Гардон просмотрел бумаги. Разрешение на имя доктора Бордана и его спутников, уполномоченных провести в провинции Нигер анализы крови с целью воспрепятствовать распространению сонной болезни, было составлено по всем правилам.
Гардон подписал его и распорядился, чтобы конвой проводил бригаду до леса.
Доктор Бордан вернулся к машине и сел за руль. Кроме него, там находились еще двое.
– Все в порядке, – сказал Бордан своим спутникам. Это были Лорсакофф и Маккар.
В салоне автомобиля лежало несколько больших свертков с эмблемой Красного Креста. Целых пять упаковок тринитрофенола.
Утром Шполянский отозвал Голубя в сторону.

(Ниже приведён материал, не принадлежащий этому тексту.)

PR #516, opened 2026-05-25
fix: merkle state transition circuit

ed255:
The test I added doesn't pass (fails in the circuit witness assignment) without the fix


src/backends/plonky2/primitives/merkletree/circuit.rs
```diff
@@ -572,13 +572,16 @@ pub fn verify_merkle_state_transition_circuit(
...
 
-        // 5.3) assert that if old_key!=empty, both old_leaf_path&new_leaf_path
-        //   should diverge at the inputted divergence level. We can check it
-        //   without having into account old_key!=empty, since if
-        //   old_key==empty, the paths would still diverge.
+        // 5.3) assert that if other_leaf!=empty, both old_leaf_path&new_leaf_path
+        //   should diverge at the inputted divergence level.
         let paths_eq_at_d = builder.is_equal(old_leaf_path[i].target, new_leaf_path[i].target);
-        builder.conditional_assert_eq(
+        // case_ii is 1 when other_leaf is not empty, 0 when it is empty
```
ed255, line 578: When old_key==empty I don't think we can guarantee that the paths diverge, because the `old_leaf_path = [0, ..., 0]` and the `new_leaf_path` can be 0 or 1 at the divergence level.

robknight (approved):
lgtm!

ed255:
After this fix with default params we have degree_bits = 16, free_gates = 365, so it's all good

PR #518, opened 2026-05-28
Make SolvedMultiPod and AbstractDep public

robknight:
These are necessary for the `pexe inspect` command to be able to inspect more details of what MultiPodBuilder returns.


ed255 (approved):
LGTM!

PR #519, opened 2026-06-01
Allow anchored keys in intro statements

robknight:
Although anchored keys cannot be used as arguments to intro operations, they can appear in intro *statements* via `ReplaceValueWithEntry`. This PR allows intro statement arguments to be `ValueRef`s, as is the case for custom statements. This makes the `IncorrectStatementArgs` error obsolete, as any statement can have any kind of `StatementArg` at any position.


ed255 (approved):
LGTM!

PR #520, opened 2026-06-03
fix ak with key=0 and literal collision

### LINKED ISSUE #513: StatementArg encoding with integer keys can allow collisions
`StatementArg::to_fields` encodes its three variants (`None`, `Literal(v)`, and `Key(root, key)`) into eight field elements with no discriminator. Two semantically different `StatementArg` values can produce identical field encodings, and the attacker chooses both sides. Because `MainPod::verify` binds only the statement hash to the proof's public input, a single proof verifies against either interpretation of the public statement.

`StatementArg::to_fields` at encodes the variants as:

```
None              -> [0, 0, 0, 0, 0, 0, 0, 0]
Literal(v)        -> [v.raw().0[0..4], 0, 0, 0, 0]
Key(root, key)    -> [root.0[0..4], key.to_fields()[0..4]]
```

The second half is zero for `Literal(v)` (padding) and also for `Key(root, IndexKey(0))`, because `IndexKey(0).to_fields()` is `[0, 0, 0, 0]`. That comes from `IndexKey::hash() = Hash::from(self.raw())` together with `RawValue::from(0_i64) = [0, 0, 0, 0]`.

Both of the following encode to the same eight field elements:

- `StatementArg::Key(r, IndexKey(0))`
- `StatementArg::Literal(v)` where `v.raw().0 == r.0`

The attacker controls `v`, so the match is constructible for any `r` they can observe. No grinding or hash inversion is needed.

`MainPod::verify` binds only the `sts_hash` (computed by flat-mapping `StatementArg::to_fields`) to the proof's public input. The same proof therefore verifies against either interpretation of the public statement: a verifier reconstructing the statement as `Key(r, IndexKey(0))` accepts it, and a verifier reconstructing it as `Literal(v)` with matching limbs also accepts it.

ed255:
Change the encoding of integers as Value to include a non-zero tag value a the highest limb (previously 0) so that it doesn't collide with the empty value.  This fixes the collision between `StatementArg::Literal(x)` and `StatementArg::Key((x, 0))`

Resolve #513

### DIFF
--- a/src/backends/plonky2/circuits/mainpod/tests.rs
+++ b/src/backends/plonky2/circuits/mainpod/tests.rs
@@ -1360,10 +1360,7 @@ fn test_custom_operation_verify_gadget_positive() -> frontend::Result<()> {
         Statement::equal(AnchoredKey::new(dict, Key::from("key")), Value::from(1234)),
     ];
     let args = vec![Value::from(dict), Value::from(1234)];
-    let expected_st = Statement::Custom(
-        custom_predicate.clone(),
-        vec![value_ref(args[0].clone()), value_ref(0)],
-    );
+    let expected_st = Statement::Custom(custom_predicate.clone(), vec![value_ref(args[0].clone())]);
 
     helper_custom_operation_verify_gadget(
         &params,
@@ -1381,10 +1378,7 @@ fn test_custom_operation_verify_gadget_positive() -> frontend::Result<()> {
         Statement::None,
     ];
     let args = vec![Value::from(dict), Value::from(0)];
-    let expected_st = Statement::Custom(
-        custom_predicate.clone(),
-        vec![value_ref(args[0].clone()), value_ref(0)],
-    );
+    let expected_st = Statement::Custom(custom_predicate.clone(), vec![value_ref(args[0].clone())]);
 
     helper_custom_operation_verify_gadget(
         &params,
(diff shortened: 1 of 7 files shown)


src/backends/plonky2/circuits/mainpod/tests.rs
```diff
@@ -1360,10 +1360,7 @@ fn test_custom_operation_verify_gadget_positive() -> frontend::Result<()> {
         Statement::equal(AnchoredKey::new(dict, Key::from("key")), Value::from(1234)),
     ];
     let args = vec![Value::from(dict), Value::from(1234)];
-    let expected_st = Statement::Custom(
-        custom_predicate.clone(),
-        vec![value_ref(args[0].clone()), value_ref(0)],
-    );
+    let expected_st = Statement::Custom(custom_predicate.clone(), vec![value_ref(args[0].clone())]);
```
ed255, line 1363: All these changes were from bugs in the test.
The custom predicates in this test only have 1 public argument, but the expected statement was taking 2 arguments, the second one being the literal 0.
Previously a literal 0 and None were indistinguishable, now they are not.

This was only a bug in the test.  Eventhough an unused argument was indistinguishable from the literal 0, the predicate is part of the statement and it already defines how many arguments the statement has, so it was unambiguous whether an argument needed to be interpreted as 0 or as None.

src/middleware/basetypes.rs
```diff
@@ -105,11 +105,13 @@ impl PartialOrd for RawValue {
     }
 }
 
+pub const VALUE_INT_TAG: F = F::NEG_ONE;
```
ed255, line 108: I chose this value for a tag because it's easily noticable if you encounter it while debugging.
This is 18446744069414584320 = 0xffffffff00000000

robknight (approved):
lgtm!

We have some content in the book which describes encodings (book/src/backendtypes.md) and which is outdated by this PR. It would be good to keep that up-to-date. Other than that, this looks good.

ed255:
> lgtm!
> 
> We have some content in the book which describes encodings (book/src/backendtypes.md) and which is outdated by this PR. It would be good to keep that up-to-date. Other than that, this looks good.

thanks for pointing this out! I've updated the docs in https://github.com/0xPARC/pod2/pull/520/commits/edf4c68f9756bfb176c331bc680c309dbfd61e9f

– Сегодня после обеда начнется, когда будет сменяться конвой. Вроде бы каторжники раздобыли оружие и взрывчатку. Сейф взорвут. Конвой примет их сторону. Кобенский тоже с ними,
– Подонок.
– Не только он. Чуть ли не все солдаты с ними заодно. Нервы не выдерживают этого безделья, однообразия, этой удушливой жары, они готовы идти на верную гибель только ради того, чтобы хоть что-то делать. Я знаю, я одно время занимался психологией.
– Это ты правильно сделал… А скажи, может, стоит предупредить Финли… или нет?… – размышлял Голубь.
– На мой взгляд, поздно. Людей озлобили. Здесь для этого совсем немного требуется. Теперь все будет идти как идет, события покатятся лавиной, все быстрее и быстрее. Это я в одном романе вычитал.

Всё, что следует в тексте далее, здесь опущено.